Many relationships that come into your office could be on the verge of an uncontrollable argument at any moment. These types of unsteady, volatile relationships often reveal themselves early on in the therapeutic process. For many clinicians, it feels uncomfortable or intimidating, knowing that every disagreement might result in a full-blown verbal boxing match.
But what about those relationships that seem stable and appear to be working reasonably well, yet when a disagreement occurs, the proverbial gloves come off and a volcano erupts. Their behavior quickly disintegrates into survival mode, trying to one-up each other with insults, hoping to be louder, more sarcastic or mean, just to win the battle. It becomes an "every man for himself" mentality.
In reality, when hot buttons are pushed, even the most stable of relationships can quickly spiral out of control. However, unlike relationships that are always on the brink of an argument, these intense, angry reactions can catch us off-guard. It can be confusing and even scary witnessing the quick emotional dysregulation of a relationship. It's also disconcerting when an argument seems to come out of nowhere as these two seemingly "together" individuals resort to name-calling, disrespectful jabs, and competitive yelling.
I've seen this happen dozens of times in my office and each time, I think to myself, "Hmmm... did I see this one coming?" I don't get overwhelmed or scared. Instead, I immediately go into helping mode. I want to educate my clients about what just took place, and why. Keep in mind that these quick, intense and inappropriate reactions are often confusing and surprising to our clients as well. They don't understand their reactive behavior and are often embarrassed and uncomfortable at how their communication falls apart so easily during those moments.
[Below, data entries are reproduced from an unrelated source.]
PR #1625, opened 2020-11-20
Detailed debug

rb-determined-ai:
## Description

(this is a reopening of #1403 which I apparently cannot actually reopen since I force-pushed to the branch)

Presently, setting debug: true will result in log vomit. We need a way to enable specific subsystems of debug output.

This will save us lots of time in debugging customers, because we can productize some of the one-off patches we've been writing a lot of.

Additionally, this PR changes how we do logging throughout the harness. As a library, we should never be using logging.info() because that will use the root logger, and we should be using loggers specific to the subsystem which is generating the information.

PR #1895, opened 2021-01-30
docs: add model debug doc

rb-determined-ai:
## Description

It is looking like the observability project is going to solve what I was trying to solve in https://github.com/determined-ai/determined/pull/1625, only much better.  As a result, I'm pulling out just the debug documentation as a separate PR to land now.

### DIFF
--- a/docs/how-to/model-debug.txt
+++ b/docs/how-to/model-debug.txt
@@ -7,37 +7,50 @@
 This document aims to provide useful guidelines for debugging models
 with Determined. Hopefully, it will help you become a power user of
 Determined, but if you get stuck please don't hesitate to contact us on
-TODO:ref-support-channels!
+`Slack <https://determined-community.slack.com>`_! (`signup link
+<https://join.slack.com/t/determined-community/shared_invite/zt-cnj7802v-KcVbaUrIzQOwmkmY7gP0Ew>`_)
 
 This document focuses on model debugging, not cluster debugging, so it
 is assumed that you have already successfully :ref:`installed Determined
 <install-cluster>`.
 
+Successfully running code on a Determined cluster differs from normal
+training scripts in the following ways:
+
+   -  Your code will be organized into a Trial API.
+   -  The code will run in a docker container on another machine.
+   -  Your model may be ran many times in a hyperparameter search,
+      and/or it may be distributed across multiple GPUs or machines.
+
+This guide will introduce each change incrementally as we work towards
+achieving a fully-function model in Determined.
+
 The basic steps for debugging are:
 
-   -  Model-related issues:
+**Model-related issues:**
 
-        1. Does the original code run locally?
-        2. Does each method of your Trial class work locally?
-        3. Does local test mode work?
+   1. Does the original code run locally?
+   2. Does each method of your Trial class work locally?
+   3. Does local test mode work?
 
-   -  Docker- or Cluster-related issues
+**Docker- or Cluster-related issues**
 
-        4. Does the original code run in a Notebook or Shell?
-        5. Does each method of your Trial class work in a Notebook or Shell?
-        6. Does local test mode work in a Notebook or Shell?
+   4. Does the original code run in a Notebook or Shell?
+   5. Does each method of your Trial class work in a Notebook or Shell?
+   6. Does local test mode work in a Notebook or Shell?
 
-   -  Higher-level issues
+**Higher-level issues**
 
-        7. Does cluster test mode work with ``slots_per_trial=1``?
-        8. Does a single-GPU experiment work?
-        9. Does a multi-GPU experiment work?
+   7. Does cluster test mode work with ``slots_per_trial=1``?
+   8. Does a single-GPU experiment work?
+   9. Does a multi-GPU experiment work?
 
-Model-related issues
-====================
+**********************
+ Model-related issues
+**********************
 
 1. Does the original code run locally?
---------------------------------------
+======================================
 
 This step assumes you have have ported your model from some code outside
 of Determined. If your Trial code is not based on any such code, skip to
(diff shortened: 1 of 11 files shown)


docs/how-to/model-debug.txt
```diff
@@ -0,0 +1,337 @@
...
+Step 2.
+
+Probably you already know your code works, but this is a reminder to
+double-check before proceeding.
+
+2. Does each method of your Trial class work locally?
+-----------------------------------------------------
+
+This step assumes you have a working local environment for training. If
+you normally run your code in a docker environment of some instead, skip
```
neilconway, line 53: Grammar ("some instead"?)

docs/how-to/model-debug.txt
```diff
@@ -0,0 +1,337 @@
...
+you do not, skip to Step 4.
+
+**How to test:** Simply create an experiment, passing ``--local --test``
+on the command line:
+
+.. code:: bash
+
+   det experiment create myconfig.yaml my_model_dir --local --test
+
+**How to diagnose failures:** Local test mode does very few things; it
```
neilconway, line 83: Non-blocking: I might move the explanation of what local test mode does up a bit higher, to the rationale for why you should do this debugging step.

I also feel like this discussion might be improved by a concrete example -- e.g., what kind of problem might be caught by local test mode that wouldn't be caught by the earlier debugging steps?

docs/how-to/model-debug.txt
```diff
@@ -0,0 +1,337 @@
...
+      experiment config.
+
+   -  Any ``pip``-install or ``apt``-install commands needed in the
+      interactive environment must either be built into a custom
+      docker image or they can be written into file called
+      ``startup-hook.sh`` in the root of the model definition
+      directory.  The commands in ``startup-hook.sh`` will be executed
+      automatically before training begins.
+
+      The startup-hook.sh option is quiker to try but will be slower at
```
neilconway, line 224: Typo.

docs/how-to/model-debug.txt
```diff
@@ -0,0 +1,337 @@
...
+   det experiment create myconfig.yaml my_model_dir -f
+
+**How to diagnose failures:**  If you are using the ``determined``
+library APIs correctly, then theoretically distributed training should
+"just work".  However, you should be aware of some common pitfalls:
+
+   - Determined normally controls the details of distributed training
+     for you.  If you are also trying to control those details, such as
+     calling ``tf.config.set_visible_devices()`` in a KerasTrial or
+     EstimatorTrial will very likely cause issues.
```
neilconway, line 328: Grammar ("If you are trying to " -> "Attempting to", for example).

docs/how-to/model-debug.txt
```diff
@@ -0,0 +1,337 @@
...
+
+Then create your experiment:
+
+.. code:: bash
+
+   det experiment create myconfig.yaml my_model_dir -f
+
+**How to diagnose failures:**  If you are using the ``determined``
+library APIs correctly, then theoretically distributed training should
+"just work".  However, you should be aware of some common pitfalls:
```
neilconway, line 323: Talk about networking issues? And maybe scheduling problems / hangs?

neilconway (commented):
Overall, I think this is great! I added a few minor comments.

I think the discussion might benefit from a bit more elaboration on the thought process behind these debugging steps. For example, you could start by saying "code running in Determined is different from code running in your local environment in several ways: (a) runs as part of the Trial API (b) runs in a container on a remote machine (c) might run as part of distributed training. When debugging, it helps to isolate whether any of those environmental differences are the root cause of any observed issues." And then add some details to each section, "now that we have confirmed that the code works locally, the next step is to ..."

docs/how-to/model-debug.txt
rb-determined-ai: Added a detail about not being scheduled.

Are there common networking issue that affect distributed training and not normal training?   Almost all of the networking issues I've helped debug were issues that affected even a single notebook.

re hangs: I think hangs in our harness are nearly 100% our responsibility.  I can't think of any hangs that were due to the user doing something wrong.

neilconway: Yeah -- I mostly meant hangs due to dtrain trials not being scheduled.

Re: networking, I was thinking of issues like: (a) matching network interface names (b) additional ports we use for NCCL, ssh, etc. traffic we don't use for single-GPU training (c) issues with istio or other proxies that seem to be more problematic for dtrain trials (e.g., https://determined-community.slack.com/archives/CV3MTNZ6U/p1607112511338900)

docs/how-to/model-debug.txt
rb-determined-ai: Rewrote steps 1 and 2, let me know what you think.

docs/how-to/model-debug.txt
rb-determined-ai: I think things like port configurations belong in a separate "debug/validate your determined cluster", where we would have a series of tests that new cluster admins could run to ensure that their users' code would work.  I think this document should target the ml end user

rb-determined-ai:
Danny is going to update the `rstfmt` command to support non-auto-enumerated lists so I can pass `make -C doc check`, otherwise I got rid of all TODOs in the doc and I think it's ready for another round of review.

docs/how-to/model-debug.txt
neilconway: sg.

neilconway (approved):
lgtm. Can we find a few places to add links to this doc elsewhere in the docs? e.g., maybe add it as a suggestion in the Keras/PyTorch tutorials, or add an FAQ, etc.

rb-determined-ai:
I added it in several places:
  - FAQ
  - Keras/Pytorch/Estimator API docs
  - Model definition topic guides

I want to reassure them that I can help them gain insight as to why this negative conflict pattern is happening and offer a quick solution for how to change it. As with all of my clients, I also want them to become the best person, partner, parent, etc., that they can be through increased self-awareness, more effective communication, and understanding how to have a healthy relationship. If I can help them to understand what just took place, then they can immediately begin to make some positive changes to adjust the toxic conflict cycle.
To start, I briefly help them to understand that their reactions were intense, inappropriate and in many respects, irrational. This irrational reaction was more than likely triggered emotionally by something the other person said or did. I explore the reasons for the triggers at a later time because initially, and more importantly, I'm more interested in discussing that during the moment of escalation, neither of them was caring about the other person. They were both thinking about themselves and their own hurt feelings. The other person quickly became their enemy, and they were each going to protect themselves at all cost. This behavior is what I refer to as being turned away, and it is part of Key Element #2 of the Relationship Protocol model.
In the Relationship Protocol, there are two Key Elements. These Key Elements naturally exist in all healthy relationships and they are mandatory ingredients. However, when relationships disintegrate during times of conflict, it becomes our job to help clients learn how to break this cycle by understanding the importance of the two Key Elements. Our role is to teach clients about the ingredients necessary for a healthy relationship so they can begin making positive changes.
Key Element #1 is "Commitment." Both individuals are committed to the other person and committed to improving their relationship. Let's assume that in general, these individuals have demonstrated their commitment to each other. Yet, when they have a disagreement, neither behaves in a committed way.
Next, here’s how Key Element #2 "Shift Your Thinking," comes into play during these conflicts. Key Element #2 asks both individuals to metaphorically turn towards the other person, value them and approach them as if you’re on the same team. They shift their thinking from an "I" perspective to a "We" relationship perspective. The thinking behind this Key Element is, if I value you, then I will be respectful and treat you in ways that let you know that you are important to me, even during challenging times. If I allow myself to be rude or disrespectful to you, then I'm turned away and not demonstrating Key Element #2.
Help your clients understand the importance of the Key Elements ––because when they don’t consistently have a relationship perspective, they are at greater risk for the volcanic, out of control spiraling to occur during times of conflict. This new information becomes a long-term solution toward changing destructive communication patterns.
And of course, teaching your clients how to communicate with each other, and how to navigate conversations during those difficult moments is also critical to their success!